Johnson, at once enraptured, now sobered, continues as follows:
“Such a series of lines so elaborately corrected and so sweetly modulated took possession of the public ear; the vulgar was enamored of the poem, and the learned wondered at the translation. But in the most general applause discordant voices will always be heard. It has been objected by some who wish to be numbered among the sons of learning that Pope’s version of Homer is not Homerical; that it exhibits no resemblance of the original and characteristic manner of the Father of Poetry, as it wants his awful simplicity, his artless grandeur, his unaffected majesty. This cannot be totally denied, but it must be remembered that necessitas quod cogit defendit, that may be lawfully done which cannot be forborne”.

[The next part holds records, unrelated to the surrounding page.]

PR #34157, opened 2023-11-16
Jetpack Google Fonts: Print font faces that are in use instead of ALL

arthur791004:
Fixes #34163

## Proposed changes:

This is a follow-up to #33203

* Turn off Font Face hooks in Core that print **ALL** fonts from theme json. Instead, this PR collects fonts that are used by global styles or block-level settings first and then prints the necessary fonts
  * The hooks registered in Core are [here](https://github.com/WordPress/wordpress-develop/blob/0b8ca16ea3bd9722bd1a38f8ab68901506b1a0e7/src/wp-includes/default-filters.php#L749) and [here](https://github.com/WordPress/wordpress-develop/blob/0b8ca16ea3bd9722bd1a38f8ab68901506b1a0e7/src/wp-admin/includes/admin-filters.php#L174)

* In the follow-up iteration, we can continue to detect the font style & font weight that are in use. The difficult is the global styles or block-level settings might only define the font family, and we need a way to know what's the default font style & font weight.

For example, global styles might define a font weight for ALL headings (h1, h2, ..., h6). Hence, we have to include the specific font weight for the font families that are defined by other headings (e.g.: h1) here. However, we might not be able to know the default font style & font weight for all blocks. Any thoughts?

```json
{
  "h1": {
    "typography": {
      "fontFamily": "var(--wp--preset--font-family--spectral)"
    }
  },
  "heading": {
    "typography": {
      "fontWeight": "600"
    }
  }
}
```

### Other information:

- [ ] Have you written new tests for your changes, if applicable?
- [ ] Have you checked the E2E test CI results, and verified that your changes do not break them?
- [ ] Have you tested your changes on WordPress.com, if applicable (if so, you'll see a generated comment below with a script to run)?

## Jetpack product discussion

* p1700040028362329-slack-C4GAQ900P
* p7DVsv-jib-p2

## Does this pull request change what data or activity we track or use?

* No

### Preparation

**JN Sites**

* Create a [Jurassic Ninja sandbox](https://jurassic.ninja/create/?jetpack-beta&branch=feat/print-font-faces-in-use) against this PR.
* Ensure the WP version is 6.4 and above
* Install [the latest Gutenberg](https://github.com/WordPress/gutenberg/releases), e.g.: v17.0.2
* Go to `/wp-admin/admin.php?page=jetpack_modules` to activate the “Google Fonts (Beta)” module

**Atomic sites**

* Install Jetpack Beta Tester plugin
* Install changes from this branch, feat/print-font-faces-in-use

[...]

PR #34776, opened 2023-12-26
Fix fonts not loading in editor when Gutenberg not activated, or when the post type has any metabox registered for it

### LINKED ISSUE #34777: Editor fonts don't match the frontend for Sensei post types
### Quick summary

When editing a course, lesson or message, the fonts don't match the frontend.

### Steps to reproduce

1. Activate the Course theme (although this issue doesn't appear to be isolated to just the Course theme).
2. Create a course, lesson or message.
3. View it on the frontend.
4. Notice that some of the fonts don't match. The frontend is correct; the editor is not.

The editor and frontend to match.

### What actually happened

The fonts in the editor are incorrect.

### Impact

All

### Available workarounds?

_No response_

### Logs or notes

Identified in p6rkRX-6YK-p2.

Imran92:
Fixes https://github.com/Automattic/jetpack/issues/34777

## Proposed changes:

We noticed that when we installed Sensei on WPCOM, the fonts on in the editors of any of our custom post types (Courses, Lessons, Questions etc) didn't match the Theme's fonts. They always fell back to the default themes. So the editor looked broken.

But the Posts and Pages post type editors look alright and the fonts were loading. So it appeared that there was something wrong with Sensei's CPTs. I created a couple more new CPTs and they were good too. So, the issue was with Sensei's CPTs only, not just any CPT. So I tried to find what's wrong with Sensei's CPT. I created a couple of new CPTs with matching CPT configuration of Sensei's Course and Lesson CPT, but to no avail, the issue wasn't reproduced. It also wasn't reproduced locally. So the issue could be caused from anywhere, Sensei, Calypso, Gutenberg, Jetpack or somewhere very specific to WPCOM.

So, then I tried finding differences visually in the editor. And noticed that all of Sensei's editable post types have one or more metaboxes registered to them (using `add_meta_box`). So I added a metabox to one of my new CPTs with a snippet, and only then, I could replicate, fonts were not loading for that particular CPT in editor now as well.

So, the issue boiled down to - If a CPT has any metabox attached, the fonts don't load.

But out of curiosity, I tried another thing. I deactivated Gutenberg plugin. And after that, fonts stopped loading for all Posts and Pages as well. So now no Gutenberg editor for any post types were loading any fonts and was falling back to default.

So it's not only metabox issue, also Gutenberg had something to do with it. But happens only on wpcom, so based on everything, it looked like it could be on Calypso or Jetpack.

So after digging in, I found this code, where fonts are removed from both frontend and backend ('wp_head' and 'admin_print_styles') but then re-added only for 'wp_head', which means fonts don't get printed on the Admin side. Which explained why we didn't get the fonts in the editor side. That's why I've attached the font print action to 'admin_head' and that fixed the issue.

https://github.com/Automattic/jetpack/blob/47a0f6903d08f429e17c6c1a6c7eb60d4e3309fb/projects/plugins/jetpack/modules/google-fonts/current/class-jetpack-google-font-face.php#L30-L48

Though it got fixed, a question remained. Why did it only happen with CPTs with metaboxes when Gutenberg was activated? And why it started happening all over after Gutenberg was disabled?

Well, this answer is not in Jetpack's code, it's in Gutenberg, and in two different places there -

In Gutenberg, there's this following piece of compat code that manually attaches the fonts to the CSS of the editor.
https://github.com/WordPress/gutenberg/blob/c2a54cd28ecab83d7f770cfbf9e8db3649f0f960/lib/compat/wordpress-6.4/fonts/fonts.php#L65-L78

So even though we removed the font printing in Jetpack, we can't see the effect of it as it gets attached from a separate place.

But that still doesn't explain the metabox. This was probably the final piece in the puzzle. The code above attaches the fonts only to the iframe of the editor. But when the CPT has any metaboxes, Gutenberg editor is not loaded in an iframe, that's why these font styles didn't get attached. You can see the logic for loading iframe below -
https://github.com/WordPress/gutenberg/blob/c2a54cd28ecab83d7f770cfbf9e8db3649f0f960/packages/edit-post/src/components/visual-editor/index.js#L74-L77

So this is how it looks before and after the fix -

#### Before
https://github.com/Automattic/jetpack/assets/6820724/d9c3f2cf-1861-4374-8522-4905dc55c0e6

#### After
https://github.com/Automattic/jetpack/assets/6820724/3d04985d-a87d-489d-b433-5ab24f15558d

### Other information:

## Jetpack product discussion

Could be related https://github.com/Automattic/wp-calypso/issues/84611

n/a

## Testing instructions:

1. Apply this to your WoA site
2. Add a metabox to the `post` Post Type. You can use the snippet added below
```
add_action( 'init', function() {
	add_action( 'add_meta_boxes', 'add_metas', 1 );
} );

function add_metas() {
	add_meta_box( 'random-metabox', 'RandomMetabox', 'add_a_metabox', 'post', 'side', 'high' );
}

function add_a_metabox() {

}
```
3. Install Course theme (You can use any other theme also)
4. Go to Posts -> Add New Post
5. Add a Header block (h1)
6. Make sure the font looks the same as it does in the **After** video above (League Gothic font)
7. Now deactivate Gutenberg and make sure the font still looks the same
8. Now switch to Trunk and apply those changes to your WoA
9. Check that the fonts have changed
10. Enable Gutenberg, the font should still not be the correct one
11. Now remove the snippet. It should be alright again.

### DIFF
--- a/projects/plugins/jetpack/modules/google-fonts/current/class-jetpack-google-font-face.php
+++ b/projects/plugins/jetpack/modules/google-fonts/current/class-jetpack-google-font-face.php
@@ -43,12 +43,11 @@ class Jetpack_Google_Font_Face {
 	 * Turn off hooks to print fonts on wp-admin, except for GB editor pages.
 	 */
 	public function current_screen() {
-		if ( $this->is_block_editor() ) {
-			return;
-		}
-
 		remove_action( 'admin_print_styles', 'wp_print_fonts', 50 );
-		remove_action( 'admin_print_styles', 'wp_print_font_faces', 50 );
+
+		if ( ! $this->is_block_editor() ) {
+			remove_action( 'admin_print_styles', 'wp_print_font_faces', 50 );
+		}
 	}
 
 	/**
--- a/projects/plugins/jetpack/modules/google-fonts/current/class-jetpack-google-font-face.php
+++ b/projects/plugins/jetpack/modules/google-fonts/current/class-jetpack-google-font-face.php
@@ -24,6 +24,7 @@ class Jetpack_Google_Font_Face {
 	public function __construct() {
 		// Turns off hooks to print fonts
 		add_action( 'wp_loaded', array( $this, 'wp_loaded' ) );
+		add_action( 'current_screen', array( $this, 'current_screen' ), 10 );
 
 		// Collect and print fonts in use
 		add_action( 'wp_head', array( $this, 'print_font_faces' ), 50 );
@@ -36,6 +37,18 @@ class Jetpack_Google_Font_Face {
 	public function wp_loaded() {
 		remove_action( 'wp_head', 'wp_print_fonts', 50 );
 		remove_action( 'wp_head', 'wp_print_font_faces', 50 );
+	}
+
+	/**
+	 * Turn off hooks to print fonts on wp-admin, except for GB editor pages.
+	 */
+	public function current_screen() {
+		if ( $this->is_block_editor() ) {
+			return;
+		}
+
+		remove_action( 'admin_print_styles', 'wp_print_fonts', 50 );
+		remove_action( 'admin_print_styles', 'wp_print_font_faces', 50 );
 	}
 
 	/**
@@ -191,5 +204,21 @@ class Jetpack_Google_Font_Face {
 		}
 
 		return $font_family;
+	}
+
+	/**
+	 * Check if the current screen is the block editor.
+	 *
+	 * @return bool
+	 */
+	public function is_block_editor() {
+		if ( function_exists( 'get_current_screen' ) ) {
+			$current_screen = get_current_screen();
+			if ( ! empty( $current_screen ) && method_exists( $current_screen, 'is_block_editor' ) && $current_screen->is_block_editor() ) {
+				return true;
+			}
+		}
+
+		return false;
 	}
 }
--- a/projects/plugins/jetpack/modules/google-fonts/current/class-jetpack-google-font-face.php
+++ b/projects/plugins/jetpack/modules/google-fonts/current/class-jetpack-google-font-face.php
@@ -28,6 +28,7 @@ class Jetpack_Google_Font_Face {
 
 		// Collect and print fonts in use
 		add_action( 'wp_head', array( $this, 'print_font_faces' ), 50 );
+		add_action( 'admin_head', array( $this, 'print_font_faces' ), 50 );
 		add_filter( 'pre_render_block', array( $this, 'collect_block_fonts' ), 10, 2 );
 	}
 
--- a/projects/plugins/jetpack/modules/google-fonts/current/class-jetpack-google-font-face.php
+++ b/projects/plugins/jetpack/modules/google-fonts/current/class-jetpack-google-font-face.php
@@ -24,11 +24,9 @@ class Jetpack_Google_Font_Face {
 	public function __construct() {
 		// Turns off hooks to print fonts
 		add_action( 'wp_loaded', array( $this, 'wp_loaded' ) );
-		add_action( 'admin_init', array( $this, 'admin_init' ), 10 );
 
 		// Collect and print fonts in use
 		add_action( 'wp_head', array( $this, 'print_font_faces' ), 50 );
-		add_action( 'admin_head', array( $this, 'print_font_faces' ), 50 );
 		add_filter( 'pre_render_block', array( $this, 'collect_block_fonts' ), 10, 2 );
 	}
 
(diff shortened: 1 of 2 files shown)


arthur791004:
> In Gutenberg, there's this following piece of compat code that manually attaches the fonts to the CSS of the editor.

But the Core prints the fonts inside the `_wp_get_iframed_editor_assets` function 🤔

https://github.com/WordPress/wordpress-develop/blob/e9f335df2f990866f8b8f1acbe1852c592dec3e6/src/wp-includes/block-editor.php#L368

arthur791004:
Oh yes, the assets won't be added to the editor if it's not iframed, e.g.: `hasMetaBoxes` 🥲

```js
const isToBeIframed =
		( ( hasV3BlocksOnly || ( isGutenbergPlugin && isBlockBasedTheme ) ) &&
			! hasMetaBoxes ) ||
		renderingMode === 'template-only';
```

https://github.com/WordPress/gutenberg/blob/c2a54cd28ecab83d7f770cfbf9e8db3649f0f960/packages/edit-post/src/components/visual-editor/index.js#L74

projects/plugins/jetpack/modules/google-fonts/current/class-jetpack-google-font-face.php
```diff
@@ -28,6 +28,7 @@ public function __construct() {
 
 		// Collect and print fonts in use
 		add_action( 'wp_head', array( $this, 'print_font_faces' ), 50 );
+		add_action( 'admin_head', array( $this, 'print_font_faces' ), 50 );
```
arthur791004: It would be better to keep using the `admin_print_styles` hook. WDYT?

Imran92: @arthur791004  Yap, that would make the most sense and I considered it. But I was concerned that it'd rollback the intended outcome from the https://github.com/Automattic/jetpack/blob/47a0f6903d08f429e17c6c1a6c7eb60d4e3309fb/projects/plugins/jetpack/modules/google-fonts/current/class-jetpack-google-font-face.php#L53 function from this PR (https://github.com/Automattic/jetpack/pull/34157) , that is loading only the fonts that are in use instead of printing all the fonts, only in the editor though. Do you think it's okay if it does? If it's alright, then I can update my PR to remove the codes related to `admin_print_styles` hook here instead (I think I'll remove the `admin_init` function from here)

arthur791004: I think we have to print ALL fonts in the page/post editor as people may change the font of the block there. However, I'd prefer to print them only in the editor (without iframe) if possible as those styles are too heavy and we don't need them outside the editor.

Imran92: @arthur791004 makes sense! I have added codes here https://github.com/Automattic/jetpack/pull/34776/commits/52f1527f6bc6e2208b4d8f5b1293c8a649a2814a to load fonts only in GB editor pages. I switched from `admin_init` hook to `current_screen` hook because otherwise the current screen related information were not loaded.

arthur791004: It seems to print the font CSS twice when the editor is iframed.

image

projects/plugins/jetpack/modules/google-fonts/current/class-jetpack-google-font-face.php
```diff
@@ -40,9 +40,13 @@ public function wp_loaded() {
...
-	 * Turn off hooks to print fonts on wp-admin
+	 * Turn off hooks to print fonts on wp-admin, except for GB editor pages.
 	 */
-	public function admin_init() {
+	public function current_screen() {
+		if ( $this->is_block_editor() ) {
+			return;
+		}
+
 		remove_action( 'admin_print_styles', 'wp_print_fonts', 50 );
```
arthur791004, line 46: We have to turn off this to avoid printing the font CSS twice.

Imran92: I've updated it here https://github.com/Automattic/jetpack/pull/34776/commits/5f45928d03d435d979a8ac01fb36611bce5042f5

arthur791004 (approved):
Tested and looks good to me! Nice fix 🎉

Imran92:
Thanks a ton @arthur791004 ! <3 I haven't added any milestone in this PR. Should I just go ahead and merge it? I am asking this because some of our patterns look broken on WPCOM because of this font issue and this is one of the earlier things they notice after signing up. Is there a way to prioritize releasing this fix on wpcom? Or this will by default be a part of this week's release? Thanks again

arthur791004:
> Should I just go ahead and merge it?

Let's go 🚢

> Is there a way to prioritize releasing this fix on wpcom?

Do you mean the simple sites? If so, yes. Jetpack has the daily release to wpcom. But for atomic sites, we have to wait for the next official release of Jetpack.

Johnson, remembered not only for being the most caustic, but also the most infallible and honest of critics, was in no way insensitive to the list of Pope’s shortcomings. He acknowledged them, candidly, as any man of letters would. Yet, regardless of this fact, he forgave Pope his every sin, for the benefit of his work negated every fault of which he might be alleged. He smiled upon the petty literary crimes of which, by only the most pedantic of scholars and conservative of rhapsodes, he was rather weakly accused.
“I suppose”, he proclaimed, “many readers of the English Iliad, when they have been touched with some unexpected beauty of the lighter kind, have tried to enjoy it in the original, where, alas! it was not to be found”.
Having just read the former and, for the third or fourth time, the latter, I can personally attest to so startling an experience. One expects to leap between the two works and find, if not mutually increasing, then commensurate beauties. One expects to climb ever higher toward the summit of Olympus, that high mountain atop which the twelve partisan deities still squabble, as he steps between the lines of Homer and Pope—between the words of the blind bard and the hunchbacked Briton. The new should serve as an embellishment of the old, and the old should reciprocate in kind. This, however, isn’t always the case.
Such a venturesome reader must be prepared for a fall. Perhaps it’s the bias of a native English speaker, an unabashed lover of the language into which he was born, but I find myself ever more enjoying the company of Pope. If, at times, I feel a creeping sense of guilt in having openly declared so naughty a preference and unorthodox an opinion, in having averred this Popish affinity toward which I’m so blithely but naturally inclined, I remember, yet again, the counsel of Johnson: “to have added can be no great crime if nothing be taken away”.
Pope, thus, is relieved of every charge; he strove only for the adornment of Homer, never for his denudation. He strove only for the enlargement of our sentiments, never for their abridgment. The entire tale of Achilles’ wrath, of Odysseus’ wiles, of Hector’s hubris, of Paris’ pusillanimity is told in couplets—and is told, at great length, to please. It does so by forgoing pith and embracing that which is least easily embraced—a long and inimitable epic.
And so, in response to Martial’s question, what’s the good of concision when the couplets stretch to occupy a book? we need only point to Pope. He’s the writer by whom the foul-mouthed Latin will be answered, and by whom we—his adoring readers—will be endlessly pleased.